Monday morning, I reached office and implemented my algorithm. I did not tell anybody about my solution. If it does not work, they will make me a fool. Because two engineers with my level of experience were working and a senior engineer with about 10 years of experience in this field was helping them to solve the problem. If I give so simple solution and it does not work, it will be very embarrassing. I implemented my solution and checked the values. I was getting all proper values. But with numbers I cannot guarantee whether it is exact solution. So I quickly added intersection points in to my visualization. I got proper intersection points at all zoom levels. I went to my boss and explained the story. My boss said, “It is good but it may not work for non-uniform curves”. He may be right. I have not considered non-uniformity in my equations. I went back to my desk, added non-uniform equations also in to my algorithm. I checked everything visually. Everything was working perfectly. I asked my boss whether we can patent it. He said, “It is obvious solution. It cannot be patented”. It is so obvious solution that people ignored to consider it as a solution.

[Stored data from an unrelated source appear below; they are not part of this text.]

PR #431, opened 2021-12-31
feat(Tile): Reduce nesting

veekeys:
- Reduced nesting  to max level 3 in Tile by creating separate mixins for sections.
- Renamed classes to include a `.iui-tile-` prefix:
	- `.iui-tile-more-options`
	- `.iui-tile-metadata`
	- `.iui-tile-metadata-icon`
	- `.iui-tile-name`
	- `.iui-tile-description`


src/tile/tile.scss
```diff
@@ -17,303 +17,332 @@
...
-  .iui-thumbnail {
-    width: 100%;
-    height: $iui-baseline * 14;
-    flex-shrink: 0;
-    overflow: hidden;
-    position: relative;
-    display: flex;
-    align-items: center;
-    justify-content: center;
+  .iui-tile-thumbnail-type-indicator {
```
FlyersPh9, line 20: You could replace `.iui-tile-thumbnail-type-indicator` with `&-thumbnail-type-indicator`.

However I'm used to seeing all these mixins referenced within `classes.scss` rather than in the component's SCSS file.  Here's [an example from date-picker](https://github.com/iTwin/iTwinUI/blob/main/src/date-picker/classes.scss).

The project was successful with highest performance, no extra memory usage, correctness up to the machine precision and on-time delivery.

The moral of the story is: whatever the world is talking about the most is not the final solution. If you get a solution in the internet, it may not be the best solution. If you don't get a solution in the internet, that does not mean there is no solution. For every problem, there exists a simple solution. If you find a solution but not simple, that means you are still on the way to reach simple solution.